Still, she speaks in a flat tone. It's as if she feels the agony that she is describing, but she understands that there is no point in physically expressing it. She continues, not seeming to notice that Gina is frozen to her seat, barely breathing.

"Normally, when repeaters are reborn, we don't regain our past memories until later in our lives. But that protective mechanism no longer exists for me. After Ma'iitsoh died, killed by the rebound of the spell that brought her boyfriend back to life, her boyfriend fled the wreckage of the war they'd both been fighting in, and took me with him. When he realized that Ma'iitsoh had taken my soul to hell with her, he killed me with a blow to the head. The next time I was born, I remembered absolutely everything. Everything I had experienced in the twenty-six lives prior. It's been that way ever since. That's how I know how to speak and walk, how to do your calculus homework for you. It's because I have no soul."

There is an eerie gleam in the baby's eyes as she says, "And I can't live like that, you know. Cabrakan was right to kill me when he realized what was going on. The only reason I'm still alive right now is because I don't have the fine motor skills that I need to commit suicide. In every lifetime after Ma'iitsoh's death, I've killed myself before the age of three. As soon as I'm able to climb up to a high enough ledge, or crawl into the refrigerator and secure it closed…you won't have to fear me anymore, Gina. Just give it another year and a half. I'll find a way. Maybe the bridge… I'm so close, Gina. Once I end this life, I'm free forever. My body and soul will either reunite in the afterlife, or vanish entirely. I don't even care. All I want is the sweet blackness of death…"

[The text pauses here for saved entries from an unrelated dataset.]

PR #175, opened 2024-04-05
Add support for P2P protocol v1 (when orig. is v0)

tuommaki:
This change makes next step in P2P protocol versioning support. While at it, this also takes the first step to add metrics into v1 protocol.

The prometheus metrics export is not part of this change yet, though.

The protocol versioning change here is built to be backwards compatible. Message versions default to v0, but have support for optional v1 compatibility as well. This change does not yet have support for protocol version negotiation between nodes, though it might be that this won't be even necessary, if nodes upgrade fast enough.

### DIFF
--- a/crates/node/src/metrics/mod.rs
+++ b/crates/node/src/metrics/mod.rs
@@ -113,3 +113,8 @@ pub(crate) async fn serve_metrics(bind_addr: SocketAddr) -> Result<()> {
 
     Ok(())
 }
+
+pub(crate) fn export_metrics() -> Vec<u8> {
+    // TODO: Implement :)
+    Vec::new()
+}
--- a/crates/node/src/networking/p2p/pea2pea.rs
+++ b/crates/node/src/networking/p2p/pea2pea.rs
@@ -52,6 +52,7 @@ pub struct P2P {
     tx_sender: TxEventSender<P2pSender>,
 
     protocol_version: u64,
+    node_resources: (u64, u64, u64),
 }
 
 impl Pea2Pea for P2P {
@@ -72,6 +73,7 @@ impl P2P {
         peer_http_port_list: Arc<tokio::sync::RwLock<HashMap<SocketAddr, Option<u16>>>>,
         tx_sender: TxEventSender<P2pSender>,
         propagate_tx_stream: impl Stream<Item = Transaction<Validated>> + std::marker::Send + 'static,
+        node_resources: (u64, u64, u64),
     ) -> Self {
         let config = Config {
             name: Some(name.into()),
@@ -101,6 +103,7 @@ impl P2P {
             nat_listen_addr,
             tx_sender,
             protocol_version: 0,
+            node_resources,
         };
 
         // Enable node functionalities.
@@ -118,7 +121,7 @@ impl P2P {
                 pin!(propagate_tx_stream);
                 while let Some(tx) = propagate_tx_stream.next().await {
                     let tx_hash = tx.hash;
-                    let msg = protocol::Message::V0(protocol::MessageV0::Transaction(tx));
+                    let msg = protocol::v0::Message::V0(protocol::v0::MessageV0::Transaction(tx));
                     let bs = match bincode::serialize(&msg) {
                         Ok(bs) => bs,
                         Err(err) => {
@@ -147,7 +150,7 @@ impl P2P {
         }
     }
 
-    async fn build_handshake_msg(&self) -> protocol::Handshake {
+    async fn build_handshake_msg(&self) -> protocol::internal::Handshake {
         let my_local_bind_addr = self.node.listening_addr().expect("p2p node listening_addr");
 
         // If NAT listen address hasn't been set, default 0.0.0.0:<port> is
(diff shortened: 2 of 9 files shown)


crates/node/src/metrics/mod.rs
```diff
@@ -113,3 +113,8 @@ pub(crate) async fn serve_metrics(bind_addr: SocketAddr) -> Result<()> {
 
     Ok(())
 }
+
+pub(crate) fn export_metrics() -> Vec<u8> {
+    // TODO: Implement :)
```
tuommaki, line 118: This will follow in separate PR.

crates/node/src/networking/p2p/pea2pea.rs
```diff
@@ -165,34 +168,55 @@ impl P2P {
...
+                    self.public_node_key,
+                    protocol::internal::DiagnosticsResponse::Metrics(data),
+                )
+            }
+        };
+
+        let bs = Bytes::from(
+            protocol::new_serialize_msg(self.protocol_version, resp)
+                .expect("diagnostics response serialization"),
+        );
```
tuommaki, line 219: Nodes never communicate between each other with diagnostics messages. Hence we don't need to support the original protocol here.

crates/node/src/networking/p2p/protocol/internal.rs
tuommaki, line 1: This module contains the node-internal message format. Versioned protocol messages are converted to / from this.

crates/node/src/networking/p2p/protocol/mod.rs
```diff
@@ -0,0 +1,186 @@
+use eyre::{eyre, Result};
+
+pub mod internal;
+pub mod v0;
+pub mod v1;
+
+pub fn serialize_handshake(msg: internal::Handshake) -> Result<Vec<u8>> {
+    let msg = v0::Handshake::from(msg);
+    bincode::serialize(&msg).map_err(|e| e.into())
+}
```
tuommaki, line 10: Present state.

crates/node/src/networking/p2p/protocol/mod.rs
```diff
@@ -0,0 +1,186 @@
...
+        ver => return Err(eyre!("unknown protocol version: {ver}")),
+    }
+    .map(|mut bs| {
+        let mut data = Vec::with_capacity(bs.len() + 8);
+        data.append(&mut protocol_version.to_be_bytes().to_vec());
+        data.append(&mut bs);
+        data
+    })
+    .map_err(|e| e.into())
+}
```
tuommaki, line 25: Once this code is running on all nodes, this version will replace the original `serialize_handshake`.

crates/node/src/networking/p2p/protocol/mod.rs
```diff
@@ -0,0 +1,186 @@
...
+    if bs.len() < 9 {
+        return Err(eyre!("invalid handshake message: too short"));
+    }
+
+    match u64::from_be_bytes(bs[0..8].try_into().expect("convert slice to array")) {
+        0 => v0::Handshake::parse(&bs[8..]),
+        1 => v1::Handshake::parse(&bs[8..]),
+        ver => Err(eyre!("unknown protocol version: {ver}")),
+    }
+}
```
tuommaki, line 42: `deserialize_handshake` is backwards compatible. First it tries the present state where individual messages are not prepended with version and only then it tries versioned approach.

crates/node/src/networking/p2p/protocol/mod.rs
```diff
@@ -0,0 +1,186 @@
...
+    if bs.len() < 9 {
+        return Err(eyre!("invalid protocol message: too short"));
+    }
+
+    match u64::from_be_bytes(bs[0..8].try_into().expect("convert slice to array")) {
+        0 => v0::Message::parse(&bs[8..]),
+        1 => v1::Message::parse(&bs[8..]),
+        ver => Err(eyre!("unknown protocol version: {ver}")),
+    }
+}
```
tuommaki, line 79: Like with handshake, ordinary messages are implemented the same way.

crates/node/src/networking/p2p/protocol/mod.rs
```diff
@@ -0,0 +1,186 @@
...
+            serialize_msg(internal::Message::Transaction(orig_tx.clone())).expect("serialize tx");
+
+        let msg: v1::Message = bincode::deserialize(bs.as_ref()).expect("deserialize v1 message");
+        if let v1::Message::V1(v1::MessageV1::Transaction(tx)) = msg {
+            println!("deserialized tx: {:?}", tx);
+            assert_eq!(orig_tx, tx);
+        } else {
+            panic!("test failed: Couldn't deserialize transaction correctly.");
+        }
+    }
```
tuommaki, line 105: Serialization / deserialization of transaction, between v0 and v1 works because the structure is 1:1 identical.

crates/node/src/networking/p2p/protocol/v1.rs
```diff
@@ -0,0 +1,183 @@
...
+        minor: u16,
+        patch: u16,
+        build: String,
+    },
+    Resources {
+        cpus: u64,
+        mem: u64,
+        gpus: u64,
+    },
+    Metrics(Vec<u8>),
```
tuommaki, line 87: This will hold encoded prometheus metrics from the node. With this, we can later on just add new metrics and that won't require changes to P2P wire-protocol.

crates/node/src/scheduler/mod.rs
tuommaki, line 1: I extracted the node computation resource configuration code into `resource_manager` module so that it can be reused both in `Scheduler`, but also in `main.rs / run()` for P2P diagnostics.

musitdev (approved):

tuommaki:
I've been running this on our devnet node for some time now and it seems to co-operate with other nodes just fine. It can now also serve the resource requirement requests so :ok_hand: 

Merging now, to proceed the next stage in testing.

Brielle smiles for the first time. The sight of it creeps over Gina's skin like a cold syrup. She can't control her fear anymore. She flees the room, haunted by her baby's horrifying words.

True to her word, Brielle vanishes one day at the age of seventeen months. Gina finds her in the evening when she pries open the basement freezer, which has been rather creatively tied shut with the end of the rope hanging down inside. There's nothing she can do. There never was. Her baby's little face, though blue and cold, is smiling.